Stress, Sickness, and School (5/12/03)

That's what I get for whining, I guess. Things get worse. I'd whine about my bad luck, but since I believe in the connection between stress and illness due to lowered immune system response, I know that its not just luck. Its the positive reinforcement of mood and health (positive meaning in the same direction, not meaning towards better, hence why it applies here).

I'd been a little phlegmy and had a tickle in my throat wed/thurs. I should have paid more attention, taken more vitamins and more echinacea, but I ignored the symptoms, and friday they turned into a full-blown upper respiratory tract infection. Saturday I sounded like the godpigeon, hoarse and throaty, it was actually kinda fun to answer the phone. I've been mumbling to myself hoarsely because it amuses me. Sunday I started to feel better, but then this morning I felt worse (one of those sore throats that feels like you swallowed razors, though luckily that only lasted a quarter day, most of which I was asleep).

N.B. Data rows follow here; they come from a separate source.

Issue #6927, opened 2024-09-23
[Feature Request][SPIR-V] HLSL style binding assignment for array of resources


manas-kulkarni:
**Is your feature request related to a problem? Please describe.**
We have feature in engine that depends on hlsl style binding assignment for resource arrays. This doesn't work with the Vulkan style assignment where array resources takes only one binding

**Describe the solution you'd like**
-fspv-hlsl-resource-array-bindings
- Resource array will take up [array-size] number of bindings when doing implicit binding assignment

s-perron:
I think we already have a feature like that:

>   -fspv-flatten-resource-arrays
                          Flatten arrays of resources so each array element takes one binding number

Does that work for you? If there are bug fixes to that feature, we might be able help fix those. If you require something very different, we are very unlikely to implement it in DXC.

s-perron:
A workaround was identified in #6932. You can use `-fspv-flatten-resource-arrays` with `-fcgl`. Then you can run the legalization and optimization passes separately. If you are using the command line, it would look somethink like this:

```
dxc -T cs_6_6 -spirv t.hlsl -fspv-flatten-resource-arrays -fcgl -Fo t.spv && \
spirv-opt t.spv -o o.spv --trim-capabilities --legalize-hlsl --descriptor-composite-scalar-replacement -O
```

Please post any change if the optimization passes do not work for you.

PR #6932, opened 2024-09-25
[SPIR-V] HLSL style register assignment for resource arrays

manas-kulkarni:
- New spirv flag -fspv-hlsl-resource-arrays
- When the flag is specified, resource arrays will use one binding per array element
  - We need this change to support array textures in our engine
- Matches with hlsl style register where arrays take up one register per array element
- Added test shader for the clang tests

```
Texture2D MyTextures[5];
Texture2D AnotherTexture;
```
MyTextures will take 5 bindings, AnotherTexture will be at binding 5

Closes https://github.com/microsoft/DirectXShaderCompiler/issues/6927

### DIFF
--- a/include/dxc/Support/HLSLOptions.td
+++ b/include/dxc/Support/HLSLOptions.td
@@ -390,8 +390,8 @@ def fspv_target_env_EQ : Joined<["-"], "fspv-target-env=">, Group<spirv_Group>, 
   HelpText<"Specify the target environment: vulkan1.0 (default), vulkan1.1, vulkan1.1spirv1.4, vulkan1.2, vulkan1.3, or universal1.5">;
 def fspv_flatten_resource_arrays: Flag<["-"], "fspv-flatten-resource-arrays">, Group<spirv_Group>, Flags<[CoreOption, DriverOption]>,
   HelpText<"Flatten arrays of resources so each array element takes one binding number">;
-def fspv_implicit_hlsl_resource_arrays: Flag<["-"], "fspv-implicit-hlsl-resource-arrays">, Group<spirv_Group>, Flags<[CoreOption, DriverOption]>,
-  HelpText<"Resource arrays with implicit register assignment use one binding per array element to match hlsl style">;
+def fspv_hlsl_resource_arrays: Flag<["-"], "fspv-hlsl-resource-arrays">, Group<spirv_Group>, Flags<[CoreOption, DriverOption]>,
+  HelpText<"Resource arrays use one binding per array element to match hlsl style">;
 def fspv_reduce_load_size: Flag<["-"], "fspv-reduce-load-size">, Group<spirv_Group>, Flags<[CoreOption, DriverOption]>,
   HelpText<"Replaces loads of composite objects to reduce memory pressure for the loads">;
 def fspv_fix_func_call_arguments: Flag<["-"], "fspv-fix-func-call-arguments">, Group<spirv_Group>, Flags<[CoreOption, DriverOption, HelpHidden]>,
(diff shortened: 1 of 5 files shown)


manas-kulkarni:

include/dxc/Support/HLSLOptions.td
```diff
@@ -390,6 +390,8 @@ def fspv_target_env_EQ : Joined<["-"], "fspv-target-env=">, Group<spirv_Group>,
   HelpText<"Specify the target environment: vulkan1.0 (default), vulkan1.1, vulkan1.1spirv1.4, vulkan1.2, vulkan1.3, or universal1.5">;
 def fspv_flatten_resource_arrays: Flag<["-"], "fspv-flatten-resource-arrays">, Group<spirv_Group>, Flags<[CoreOption, DriverOption]>,
   HelpText<"Flatten arrays of resources so each array element takes one binding number">;
+def fspv_hlsl_resource_arrays: Flag<["-"], "fspv-hlsl-resource-arrays">, Group<spirv_Group>, Flags<[CoreOption, DriverOption]>,
+  HelpText<"Resource arrays use one binding per array element to match hlsl style">;
```
s-perron, line 394: This is not an accurate description of what is happening. In Vulkan, an array of resources take just a single binding. In the test below, `MyTextures[5]` will still use a single binding. And then binding 1-4 are left unused.

Also the name of option is not very descriptive. What is an HLSL resource array? You should reference something in DirectX, you seem to want to try to match DX's binding model in someway. Even that I believe is very difficult because   Vulkan's binding model is very different.

s-perron (commented):
This looks like it is adding a new feature to DXC, and not a fix to an existing feature. We may need to discuss this more.

The first issue is that I'm concerned this does not do what you think it does.

Second, I want to make sure a solution does not already exist for what you want to do. Without knowing you exact workflow, I do not know what to suggest. Here is my guess.

Some developers use `-fspv-flatten-resource-arrays` to get resource arrays where each element actually has a different binding. If that is want is important you, that is how you do it. I believe this came from a time when [descriptor indexing](https://registry.khronos.org/vulkan/specs/1.3-extensions/man/html/VK_EXT_descriptor_indexing.html) was not commonly available. 

Other use [explicit binding](https://github.com/microsoft/DirectXShaderCompiler/blob/main/docs/SPIR-V.rst#explicit-binding-number-assignment), so they know where each resource will be placed.

The last possibility is to use [spir-v reflect](https://github.com/KhronosGroup/SPIRV-Reflect). This is what I think you want to do. I'm totally guessing, but I'm guessing you use implicit binding for DX. You get the register numbers from reflection, and you want reusing the same numbers for the Vulkan bindings. If that is the case, I would suggest not using the register numbers from the DXIL, but to run the SPIR-V through spir-reflect to get the binding numbers that are Vulkan specific. The binding is different enough that you will keep running into problem using the DXIL register numbers. For example, in Vulkan we have to have a different binding for the counter buffers that correspond to RWStructuredBuffers. You cannot match the dxil binding numbers in these cases, so you will still have to do reflection on the SPIR-V.

Let me know you work flow, and we can try to figure out a solution.

manas-kulkarni:
We were able to get same functionality with -fspv-flatten-resource-arrays and -fcgl. Passing -fcgl skips the pass where separate bindings are created per array element

manas-kulkarni:
So if the -fcgl in future also creates separate resources per array element, we would need this separate flag though. In current version, only the binding numbers are used per array element and the resources themselves stay as arrays.
If this behavior change in future, we would need the -fspv-dx/hlsl-resource-arrays option

s-perron:
> So if the -fcgl in future also creates separate resources per array element, we would need this separate flag though. In current version with ```-fspv-flatten-resource-arrays + -fcgl```, only the binding numbers are used per array element and the resources themselves stay as arrays.
> If this behavior change in future, we would need the -fspv-dx/hlsl-resource-arrays option


Fcgl turns off all optimizations so that we can test what the spirv is before spirv-opt does anything. You may need to run the optimizer separately to generate valid Spir-V.

manas-kulkarni:
Yes. We run spirv-opt in separate pass. Were wondering if the behavior of Fcgl will ever change and it does include the spirv passes that create new variables per array element, we would need a different flag to perform the current behavior of ```fspv-flatten-resource-arrays + fcgl```

s-perron:
`-fcgl` will not change.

The affect on my ability to reduce my current backlog of homework is predictable. My chances for graduating after this quarter are plunging through the 90's, may well be in the 80's by now. I said this to one of my housemates (a fellow HMC alum), who replied that that wasn't bad at all, his odds his last semester at Mudd had been considerably worse. Guess I'm just spoiled, I've never had trouble passing classes before. When I didn't like classes and didn't pay attention in them I'd usually get C's.

I'm starting to understand my housemate Andy's feelings about / descriptions of Mudd a little better. Not that I didn't believe him before, but it wasn't something I could identify with because I hadn't experienced it. He talked about it as a trial by fire, a place where people bonded because it was so hard. Yet also a place where stress took its toll on people's physical and mental health, where the academic demands exacerbated other problems. That wasn't something I'd thought much about while I was there.

My worse stress came from the end of my first long-term relationship, and homework was sometimes annoying but rarely stressful. When others had problems, I attributed it to growing up, being in a new environment with new challenges and opportunities. While I'm sure that was part of it, I see now how the workload makes everything worse. How discouraging it is to have trouble finishing things. How stressful it is to not know whether you'll pass. How these problems feed on themselves. How one might feel proud to have survived such a challenge, but a little bitter about having needed to - and a lot bitter about friends who emerged less unscathed than you.

The worst part is the doubt. If I can't handle this, will I be able to manage the hard work it will take to realize my dreams? I don't know that, but I do still know that its worth trying.